Data provided section start

Issue #838, opened 2017-03-02
Use protobufs instead of JSON


middelink:
Since we are in Go and aiming for not wasting cycles, would it not be a better idea to use protobufs, which are binary on the wire/disk, instead of the ascii(ok, utf8) based json? where each timestamp, integer essentially non-string value needs to be translated thousands of times.

Since protobufs are also extendable and backwards compatible, like json, you will not loose any functionality. (as that seems to be one of the concerns in repov2)

Just saying :)

fd0:
Thanks for raising this again. I'm well aware of alternatives to JSON, for the sake of simplicity we'll stay with JSON for now. Maybe in a later version of the repository. But then we'll also evaluate other alternatives.

middelink:
To further spur the discussion along, profiling restic on my Intel machine and doing just a "find" on a 43G repo (run took 0m50.729s), results in:

(pprof) top25   
31840ms of 53200ms total (59.85%)
Dropped 384 nodes (cum <= 266ms)
Showing top 25 nodes out of 194 (cum >= 420ms)
      flat  flat%   sum%        cum   cum%
    3360ms  6.32%  6.32%     3360ms  6.32%  encoding/json.stateInString
    3080ms  5.79% 12.11%     5420ms 10.19%  encoding/json.checkValid
    2720ms  5.11% 17.22%     3240ms  6.09%  syscall.Syscall
    2590ms  4.87% 22.09%     2590ms  4.87%  crypto/sha256.block
    2050ms  3.85% 25.94%     2050ms  3.85%  runtime.futex
    1800ms  3.38% 29.32%     1800ms  3.38%  runtime.usleep
    1630ms  3.06% 32.39%     2680ms  5.04%  runtime.mallocgc
    1550ms  2.91% 35.30%     3230ms  6.07%  encoding/json.(*decodeState).scanWhile
    1550ms  2.91% 38.21%     2990ms  5.62%  runtime.scanobject
    1230ms  2.31% 40.53%     2670ms  5.02%  encoding/json.nextValue
    1170ms  2.20% 42.73%    21760ms 40.90%  encoding/json.(*decodeState).object
     980ms  1.84% 44.57%      980ms  1.84%  crypto/aes.encryptBlockAsm
     930ms  1.75% 46.32%     2120ms  3.98%  runtime.pcvalue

Data provided section end

Look over the material above and show each line where "nodes" appears.

Result of this exercise:
Dropped 384 nodes (cum <= 266ms)
Showing top 25 nodes out of 194 (cum >= 420ms)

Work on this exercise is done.